> **Work required**: Read through the entries below and return each line with the word "LeaderElectionID".

──────────────────────────────

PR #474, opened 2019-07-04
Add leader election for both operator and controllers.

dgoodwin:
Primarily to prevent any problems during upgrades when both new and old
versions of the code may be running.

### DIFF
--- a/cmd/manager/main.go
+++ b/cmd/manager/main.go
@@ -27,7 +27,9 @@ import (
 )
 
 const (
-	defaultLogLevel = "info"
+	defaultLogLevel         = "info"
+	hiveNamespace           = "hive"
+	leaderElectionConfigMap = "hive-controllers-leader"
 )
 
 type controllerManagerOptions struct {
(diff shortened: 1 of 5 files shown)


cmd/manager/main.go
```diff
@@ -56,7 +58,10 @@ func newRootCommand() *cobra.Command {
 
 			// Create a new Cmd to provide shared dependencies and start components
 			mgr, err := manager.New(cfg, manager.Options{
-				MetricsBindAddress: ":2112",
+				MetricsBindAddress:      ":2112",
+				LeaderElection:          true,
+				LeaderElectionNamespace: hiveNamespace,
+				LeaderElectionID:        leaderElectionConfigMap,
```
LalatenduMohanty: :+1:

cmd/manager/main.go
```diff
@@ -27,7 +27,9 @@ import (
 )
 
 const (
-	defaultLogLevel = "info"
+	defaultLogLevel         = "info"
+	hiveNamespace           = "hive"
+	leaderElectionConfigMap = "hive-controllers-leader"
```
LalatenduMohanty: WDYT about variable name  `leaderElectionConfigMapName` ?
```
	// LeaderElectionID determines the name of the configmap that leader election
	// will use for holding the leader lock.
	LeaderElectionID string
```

──────────────────────────────

> **Answer below**:
+				LeaderElectionID:        leaderElectionConfigMap,
	// LeaderElectionID determines the name of the configmap that leader election
	LeaderElectionID string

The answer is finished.